# TASK BRIEF:
What you return must be every line below that includes the word "approved".

- - -

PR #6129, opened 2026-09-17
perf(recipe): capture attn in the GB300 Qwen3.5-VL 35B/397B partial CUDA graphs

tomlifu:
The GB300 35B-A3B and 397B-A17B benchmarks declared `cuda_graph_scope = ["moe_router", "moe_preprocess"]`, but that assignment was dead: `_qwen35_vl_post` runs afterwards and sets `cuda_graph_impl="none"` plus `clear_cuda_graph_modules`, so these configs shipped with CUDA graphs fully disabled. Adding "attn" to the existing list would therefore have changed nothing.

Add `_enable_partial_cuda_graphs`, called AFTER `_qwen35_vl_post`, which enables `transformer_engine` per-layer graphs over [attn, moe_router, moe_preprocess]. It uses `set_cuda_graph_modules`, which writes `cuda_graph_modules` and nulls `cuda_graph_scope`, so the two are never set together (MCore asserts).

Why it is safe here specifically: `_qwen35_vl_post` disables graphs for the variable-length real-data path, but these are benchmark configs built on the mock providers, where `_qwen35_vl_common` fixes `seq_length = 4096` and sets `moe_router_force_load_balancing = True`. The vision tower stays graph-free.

- - -

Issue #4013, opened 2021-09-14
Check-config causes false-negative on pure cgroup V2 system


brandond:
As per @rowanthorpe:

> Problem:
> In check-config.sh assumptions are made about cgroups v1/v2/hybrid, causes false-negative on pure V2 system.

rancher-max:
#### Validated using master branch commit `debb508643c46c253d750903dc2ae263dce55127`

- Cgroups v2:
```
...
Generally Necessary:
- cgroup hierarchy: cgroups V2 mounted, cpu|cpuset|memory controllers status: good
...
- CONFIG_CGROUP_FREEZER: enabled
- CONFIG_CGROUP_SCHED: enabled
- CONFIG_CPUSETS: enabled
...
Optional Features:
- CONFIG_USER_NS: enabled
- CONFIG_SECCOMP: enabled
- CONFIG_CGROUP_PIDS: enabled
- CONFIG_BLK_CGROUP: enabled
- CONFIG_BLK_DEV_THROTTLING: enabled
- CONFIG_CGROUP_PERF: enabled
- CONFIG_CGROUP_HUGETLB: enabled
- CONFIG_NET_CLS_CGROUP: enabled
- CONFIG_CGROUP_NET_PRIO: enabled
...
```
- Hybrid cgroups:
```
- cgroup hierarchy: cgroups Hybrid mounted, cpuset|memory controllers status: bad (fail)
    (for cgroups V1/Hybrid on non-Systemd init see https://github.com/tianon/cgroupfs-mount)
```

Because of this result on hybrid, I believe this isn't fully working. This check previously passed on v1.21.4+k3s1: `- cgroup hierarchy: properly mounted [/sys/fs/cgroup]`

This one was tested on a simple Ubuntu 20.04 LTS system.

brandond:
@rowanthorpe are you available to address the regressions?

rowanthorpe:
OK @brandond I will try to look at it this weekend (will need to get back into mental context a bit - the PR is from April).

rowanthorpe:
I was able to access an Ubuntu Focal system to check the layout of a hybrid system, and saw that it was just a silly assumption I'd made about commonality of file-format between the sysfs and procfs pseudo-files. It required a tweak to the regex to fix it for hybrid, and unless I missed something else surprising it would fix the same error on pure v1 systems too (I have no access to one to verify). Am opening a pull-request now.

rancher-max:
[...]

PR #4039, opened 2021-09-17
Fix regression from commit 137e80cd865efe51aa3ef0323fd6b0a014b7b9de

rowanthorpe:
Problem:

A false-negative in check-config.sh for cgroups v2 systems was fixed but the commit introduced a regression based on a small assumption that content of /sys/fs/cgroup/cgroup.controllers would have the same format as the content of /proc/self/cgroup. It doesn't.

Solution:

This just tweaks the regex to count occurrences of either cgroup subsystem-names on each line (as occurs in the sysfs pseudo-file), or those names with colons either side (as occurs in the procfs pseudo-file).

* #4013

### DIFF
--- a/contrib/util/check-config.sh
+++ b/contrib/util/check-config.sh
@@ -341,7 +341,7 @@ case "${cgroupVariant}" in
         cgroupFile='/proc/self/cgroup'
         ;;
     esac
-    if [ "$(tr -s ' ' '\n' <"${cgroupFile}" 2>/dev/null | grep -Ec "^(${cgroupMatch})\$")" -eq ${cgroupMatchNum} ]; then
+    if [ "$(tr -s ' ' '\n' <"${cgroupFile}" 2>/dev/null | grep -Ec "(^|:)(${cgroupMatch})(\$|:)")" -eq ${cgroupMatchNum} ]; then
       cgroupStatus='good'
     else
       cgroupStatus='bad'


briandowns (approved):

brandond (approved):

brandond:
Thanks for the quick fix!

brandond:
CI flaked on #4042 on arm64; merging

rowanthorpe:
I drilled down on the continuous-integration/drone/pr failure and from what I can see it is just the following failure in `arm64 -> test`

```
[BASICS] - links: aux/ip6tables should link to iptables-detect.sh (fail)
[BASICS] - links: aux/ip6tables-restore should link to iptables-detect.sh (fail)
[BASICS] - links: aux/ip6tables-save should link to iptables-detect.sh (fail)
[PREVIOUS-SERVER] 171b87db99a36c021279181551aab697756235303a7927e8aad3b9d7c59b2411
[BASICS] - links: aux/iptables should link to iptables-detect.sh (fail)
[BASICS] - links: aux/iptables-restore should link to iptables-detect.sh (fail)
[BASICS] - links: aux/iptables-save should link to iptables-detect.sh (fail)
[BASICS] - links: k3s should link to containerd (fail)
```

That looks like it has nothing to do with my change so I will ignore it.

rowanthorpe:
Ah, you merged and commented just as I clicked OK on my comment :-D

- - -

# RESULT FOR THIS EXERCISE:
briandowns (approved):
brandond (approved):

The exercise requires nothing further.